Nearing 125th year, Children's Hospital still 'pushing the limits'
They fill every third bed in Children's Hospital of Pittsburgh of UPMC: desperately sick children who need organ transplants, cardiac work or other critical care.
The Lawrenceville landmark is admitting more dire cases than ever as its 125th anniversary approaches this week, but doctors and nurses say that's no cause for alarm.
Instead, they say, the hospital's growing role as a regional critical care hub shows how much pediatric medicine has advanced — and how many more fragile lives can be saved — since the Pittsburgh Hospital for Children opened June 5, 1890, in South Oakland.
“We're always pushing the limits of what can be done medically. As new therapies become available, we'll be among the first to use them. Or we'll play a role in discovering those therapies,” said Dr. Andrew Urbach, associate chief medical officer of the 315-bed hospital.
The hospital began with 15 beds near Forbes Avenue and McDevitt Place. Doctors pledged to treat all local children, regardless of whether their families could pay.
That commitment is one of the few unchanged parts of the hospital.
It had grown to 100 beds by the 1920s, and it moved to DeSoto Street in Central Oakland in 1926. The hospital had gone regional by the late 1940s, serving patients from Ohio and West Virginia. By the 1980s, Children's had undergone several expansions and renovations. Today, the hospital's service area stretches from Erie to Altoona and beyond.

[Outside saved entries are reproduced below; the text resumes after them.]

PR #285, opened 2018-03-11
Don't display select template drop down if referrer is Community Applications

Squidly271:


limetech:
You really want me to merge a PR that touch 371 files with a 'stable' release imminent?

Squidly271:
Woah.  Good catch.  I was trying to fix another issue I've got with GitHub and that wound up here.  I'll close and redo later tonight.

It was a medical breakthrough in the early years — not bricks and mortar — that helped set a foundation for the multimillion-dollar research center in Lawrenceville, where the hospital moved in 2009 when it merged with UPMC.
University of Pittsburgh researcher Jonas Salk introduced the polio vaccine in 1955 while he was working at Children's. Before Salk's development, the disease had sickened more than 35,000 Americans a year.
“Nobody who really has an appetite to do great things wants to be at a place that doesn't have an appetite to be the best,” said Dr. David H. Perlmutter, physician-in-chief and scientific director at Children's. He said the hospital's research money from the National Institutes of Health has soared from $7 million to $39 million a year since the UPMC merger.
He estimated the hospital has added more than 300 faculty members in the past six years, many of them leaders in their specialties. Together, they have sustained one of the largest pediatric transplant operations in the country, the city's busiest emergency department and more than a million outpatient visits a year.
The focus on undermining chronic disease, mending birth defects and maintaining health marks a paradigm shift from the hospital's origins, when doctors mainly tried to manage infectious diseases, said Dr. Steven Docimo, the hospital's chief medical officer. He said vaccinations and antibiotics helped redefine the profession, allowing a shift from supportive care to more proactive therapy that drives researchers.
“We're now taking care of infants who are being born at extremely young ages and who, in earlier times, weren't viable,” said Dr. Cheston Berlin Jr., a pediatrician and professor at Penn State Hershey Children's Hospital.
He expects improvements in neurology to help mold advancements in the field.
Docimo said personalized medicine, including an emphasis on genetics and disease, will be pivotal.
“Most people would agree that genetics is probably the next big thing, particularly the ability to engineer and find things that are genetic problems. Expressions of genes, perhaps, could be changed in their development,” said Mark Wietecha, president of the Children's Hospital Association in Washington.
“Having said that, most people would tell you this could be a forever number of years away,” he said.
Patient volumes at Children's Hospital's Lawrenceville campus — built at the site of the former St. Francis Medical Center — have outpaced early projections, and administrators could add 12 beds in the next year or so.
A decline in pediatric care at other regional hospitals, innovative treatments at Children's and its development of clinics across Western Pennsylvania all contributed to the growth, including in critical care, administrators said.
“You have to care for these kids like they're your own. There is no more difficult time in a family's life than to have a child in the hospital,” said Diane S. Hupp, chief nursing officer.
She said the 1,400 nurses at Children's have shifted their approach to involve families more closely throughout the care process. That means including parents when nurses brief one another during shift changes and documenting care near the bedside, Hupp said.
While the public celebrates the hospital's anniversary with a string of events, Children's leaders will be crafting their goals in a strategic plan. Docimo said the blueprint could encourage better collaboration with schools and others in a health push for all children.
“The idea is (that) we want to keep them away from here, if at all possible,” he said.